Well than you have to unroll the Seq code into pure perl code and try to eleminate any function calling. That's how you speed up everything as much as possible in Perl.

But i consider that using Seq or Sq in general will help you to write code faster, still get a performance gain in most scenarios and transition between different versions are easier. Like switching from Array to Seq.

When something is not fast enough you can Profile your code. Look at Devel::NYTProf for this. And then just unroll the Seq or Array code into pure perl.

But it helps having code written with Seq or Array and then turn it into a series of single steps. Especially when you have a test-suite, tested your abstract code and then re-write some functions for speed.

*Same API

It is not quite true that Seq and Array have the same API. Some operation only makes sense on the one or the other. For example Array provides functions like blitting and also some mutation that are not present on Seq and cannot really implemented for an iterative solution.

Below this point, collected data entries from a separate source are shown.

PR #19606, opened 2026-02-03
WFLY-21437 Disable FILE_PING and its subclasses' register_shutdown_hook as its leaking resources

rhusar:
Resolves two issues – shutdown hook leak https://issues.redhat.com/browse/JGRP-2976 workaround and the fact that these should never be registered in WF https://issues.redhat.com/browse/WFLY-21437

WFLY-21437 Disable FILE_PING and its subclasses' register_shutdown_hook as its leaking resources

WildFly already handles JVM shutdown gracefully so it should be default disable register_shutdown_hook which defaults to true in vanilla JGroups.

This impl is problematic as it cases memory leak.

Follow up on JGRP-2976:

FILE_PING registers a JVM shutdown hook in init() but doesn't keep a reference to it, so the hook cannot be removed when the protocol stops.

The shutdown hook to remain registered even after the channel is closed
Memory leaks when channels are repeatedly created and destroyed - Thread is anonymous class and keeps reference to the stack via up/down protocol references
Errors when closing gracefully and then shutdown hook operates on closed resources
This also affects subclasses such as JDBC_PING, S3_PING, etc.

Also submitted a fix to upstream https://github.com/belaban/JGroups/pull/986

### DIFF
--- a/clustering/jgroups/extension/src/main/resources/jgroups-defaults.xml
+++ b/clustering/jgroups/extension/src/main/resources/jgroups-defaults.xml
@@ -27,6 +27,16 @@
         port_range="0"
         use_virtual_threads="false"
     />
+    <!-- Disable register_shutdown_hook for all *loadable* FILE_PING-based discovery protocols -->
+    <FILE_PING
+        register_shutdown_hook="false"
+    />
+    <JDBC_PING
+        register_shutdown_hook="false"
+    />
+    <JDBC_PING2
+        register_shutdown_hook="false"
+    />
     <TCPPING
         port_range="0"
         num_discovery_runs="3"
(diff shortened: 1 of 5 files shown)


rhusar:
@pferraro please review; I don't like it but the other option is even worse which is to pollute subsystem class path with the external protocols...

pferraro (approved):
I would suggest disabling shutdown hook registration by default in upstream S3/AZURE_PING protocol implementations.

rhusar:
> I would suggest disabling shutdown hook registration by default in upstream S3/AZURE_PING protocol implementations.

Agreed, already [merged](https://github.com/jgroups-extras/jgroups-aws/pull/544) into jgroups-aws main branch (release imminent)and jgroups-azure is wip. This will be done within WF 40, so this PR can go as is now.

bstansberry:
Thanks @rhusar and @pferraro

PR #19611, opened 2026-02-04
WFLY-21370 TLS support to JGroups TCP-based transports test cases fai…

rhusar:
…l when running on a container that does not support 'community' stability

Resolves
https://issues.redhat.com/browse/WFLY-21370


rhusar:
@yersan Please review if this fixes your issue with downstream.

n.b. only rebased since I can't access teamcity on monday morning :)

rhusar:
@yersan Kind reminder after 2 weeks to review this. There are other WFLY issues you created for the same pattern I want to make sure  this works for you before I open fixes for others. Thanks!

yersan (approved):

PR #19633, opened 2026-02-08
WFLY-21456 Stabilize CachingFilesystemRealmTestCase on Windows

rhusar:
https://issues.redhat.com/browse/WFLY-21456

The test case makes assumption that FS lock is released by the WF process on reload and that the file is deletable, which is not a reliable assumption on Windows OS.


darranl (approved):
Thank you @rhusar

bstansberry (approved):
This is a good short term workaround until we fix the path the test sends to the server. (And it's not wrong for the long run.)

rhusar:
Thanks @darranl and @bstansberry 

Merging so we can merge 39.x https://github.com/wildfly/wildfly/pull/19634 in anticipation of the core upgrade.

PR #19637, opened 2026-02-09
[WFLY-16047]: Allow a shared single connection in the Resource Adaptor.

ehsavoie:
Simple testing of the number of connections for a single MDB with maxSessions=15 compared between shared-connection=true and false.

Issue: https://issues.redhat.com/browse/WFLY-16047

### DIFF
--- a/testsuite/integration/basic/src/test/java/org/jboss/as/test/integration/messaging/mgmt/ServerManagementOperationsTestCase.java
+++ b/testsuite/integration/basic/src/test/java/org/jboss/as/test/integration/messaging/mgmt/ServerManagementOperationsTestCase.java
@@ -1,0 +1,397 @@
+/*
+ * Copyright The WildFly Authors
+ * SPDX-License-Identifier: Apache-2.0
+ */
+package org.jboss.as.test.integration.messaging.mgmt;
+
+import org.jboss.as.test.integration.messaging.jms.deployment.MultipleConnectionsQueueMDB;
+
+import static org.jboss.as.controller.descriptions.ModelDescriptionConstants.INCLUDE_DEFAULTS;
+import static org.jboss.as.controller.descriptions.ModelDescriptionConstants.INCLUDE_RUNTIME;
+import static org.jboss.shrinkwrap.api.ShrinkWrap.create;
+import static org.junit.Assert.assertEquals;
+import static org.junit.Assert.assertFalse;
+import static org.junit.Assert.assertNotNull;
+import static org.junit.Assert.assertTrue;
+
+import jakarta.json.Json;
+import jakarta.json.JsonArray;
+import jakarta.json.JsonObject;
+import java.io.IOException;
+import java.io.StringReader;
+import java.util.List;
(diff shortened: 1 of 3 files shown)


testsuite/integration/basic/src/test/java/org/jboss/as/test/integration/messaging/mgmt/ServerManagementOperationsTestCase.java
```diff
@@ -0,0 +1,422 @@
...
+    }
+
+    @Test
+    public void testListConnectionsAsJsonDetailed() throws Exception {
+        deployer.deploy("MULTIPLE");
+        try {
+            // Wait for the MDB pool to initialize
+            // MDB instances are created on-demand as messages arrive
+            // The pool creates instances up to the configured size (default 15)
+            Thread.sleep(2000);
```
mnovak: Instead of sleep() it will better to add condition (to wait for 15 connections being created) with timeout.

testsuite/integration/basic/src/test/java/org/jboss/as/test/integration/messaging/mgmt/ServerManagementOperationsTestCase.java
```diff
@@ -0,0 +1,422 @@
...
+            deployer.undeploy("MULTIPLE");
+        }
+    }
+
+    @Test
+    public void testSingleListConnectionsAsJsonDetailed() throws Exception {
+        deployer.deploy("SHARED");
+        try {
+            // Wait a bit for the MDB to initialize and create connections
+            Thread.sleep(1000);
```
mnovak: Same here.

testsuite/integration/basic/src/test/java/org/jboss/as/test/integration/messaging/mgmt/ServerManagementOperationsTestCase.java
```diff
@@ -0,0 +1,422 @@
...
+            int connectionCount = countOccurrences(jsonString, "\"connectionID\"");
+
+            // MultipleConnectionsQueueMDB is configured with maxSession=15
+            // This creates 15 concurrent sessions, each with its own connection
+            // Additionally, 1 connection may be created during MDB initialization
+            // Validate we have at least 15 remoting connections (typically 15 or 16)
+            assertTrue("MDB with maxSession=15 should create at least 15 connections, found: " + connectionCount,
+                    connectionCount >= 15);
+            assertTrue("Connection count should not exceed 16 (15 sessions + 1 initialization), found: " + connectionCount,
+                    connectionCount <= 16);
```
mnovak: I'm afraid this assert `<=16` might be unstable. Problem is with random connections created for example by recovery manager which are short lived and might break it randomly. Ideally we would like to identify the connections created by MDB but I guess there are no a metadata on connection to do it.

ehsavoie:
Superseded by https://github.com/wildfly/wildfly/pull/19680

Same goes the other way around as Seq has the ability to handle infinite sequences that cannot be handled with an Array.

But this is not an disadvantage. Some operations only really makes sense on different kind of data-structures, when you need them, you can use them.

But most functions exists on both data-structures and you can easily swap between the data-structures. On top also consider that you always can use methods like to_array to transform a sequence to an array if needed, or use Seq->from_array to turn an Array efficently into a Seq.

So it is up to you to pick the right data-structure at the right place to create good performing programs.